Nonfiction: Landrigan

Central Standard Time

Marissa Landrigan

 

This morning in Wisconsin I braid my hair, pulling the wet strands into French pigtails while he sits on the cigarette-burned sheets and watches Animal Planet. We aren’t staying put. We’re driving across the country, Kerouac pilgrims in our early twenties. His red Subaru wagon, with less than one thousand miles on its odometer, is packed so full—and the sticky mid-June heat is so penetrating—I can’t fathom climbing back in, sitting still for so long, as the exhaust pipe pumps blue smoke from the full-force air conditioner. He waits while I lounge on the cheap motel bed, letting my pale skin dotted with faint freckles dry off; he rolls his eyes and tries to tease me into moving faster. I laugh, knowing I am frustrating him, and tease him back, “You hate me today.” I haven’t even known him a full year yet.

An hour ago, when we took a shower together, the whole bathroom flooded—only about a half-inch of water—but we don’t want to spare any of the too-small hotel towels, so we’re leaving it that way. This is a shit motel anyway, with brown-edged holes burned straight through the sheets by someone else’s cigarette, and we’re not too pleased with Madison or Wisconsin in general. Last night, after eleven hours of driving, we tried to get a bottle of wine to go with the motel cable, only to discover that you can’t buy alcohol in this state after 9pm. It will take some time for us to get over this, because we have a habit of latching on to things and embracing our mutual hatred as an inside joke. For the rest of the summer, we curse the dairy state, shake our fists at how awful it is, blow raspberries at Wisconsin license plates.

I’ve never been to Wisconsin before, not anywhere like it; this trip is my first venture west of the Mississippi, and I know only from pictures the enormity that lays ahead—the wide, flat expanses of prairie, the massive grey of the Rocky Mountains, the fields of amber wheat and yellow corn. I am so curious about the Midwest, so conscious of this transitory landscape; I know the hints of Eastern hills still lingering are the last I will see for awhile, and the promise of a longer, larger horizon is just beginning to show. Wisconsin is both the first and the last: a new, rocky landscape sprouts from the ground while the old, humid weather of my Atlantic childhood sticks to my still-wet, bare arms, echoing home. I stare at my inner forearm, seeing how far I can trace the blue veins until the red blotches of sunburn and freckles obscure them. We’re in Central Time Zone, headed for Mountain.

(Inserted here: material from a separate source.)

PR #5532, opened 2017-11-13
CI fails without exporting the logcat.zip

nhachicha:
The _logcat_ is collected on CI but only archived if the tests fail.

Eventually, we have to leave, and I let him take the first shift at the wheel. His brown feet in sandals press against the pedals. I watch the way his mouth wraps around a cigarette and think that his big fingers are what I always imagined a man’s hands would look like. He’s wearing the shirt we got from his house yesterday, his thrifted Alvin Lee Live 1973 t-shirt, so thin with wear that tiny holes fleck the collar, and I can see part of his protruding collarbone. We were supposed to leave my house and get right on I-90, but he was in a rush when he left New York and his family, so he had to say goodbye to his little brother who was still in the shower and he forgot this, his favorite shirt. He cried in my driveway because he wouldn’t see his family again until Thanksgiving, so I got off the highway while he was sleeping and drove into the obscure upper woods of New York so he could get everything he needed. His mother had folded the t-shirt on his childhood bed, with a little note she’d already written, to mail to him. She gave it to me to put in the car, knowing he would forget it again.

Though the air conditioning blasts out of the plastic vents, it cannot reach all the crevices of my body—the backs of my knees folded over, the curves of my neck against the cloth passenger seat. We leave the windows up, except when we smoke cigarettes. I’m bored, put my feet on the dash and let them breathe their sweat into water vapor on the windshield, begging for a scolding.

“Don’t,” he warns, not turning his eyes from the road to me, just darting to the side to see my feet near the windshield. “It’ll leave a mark that never comes off.”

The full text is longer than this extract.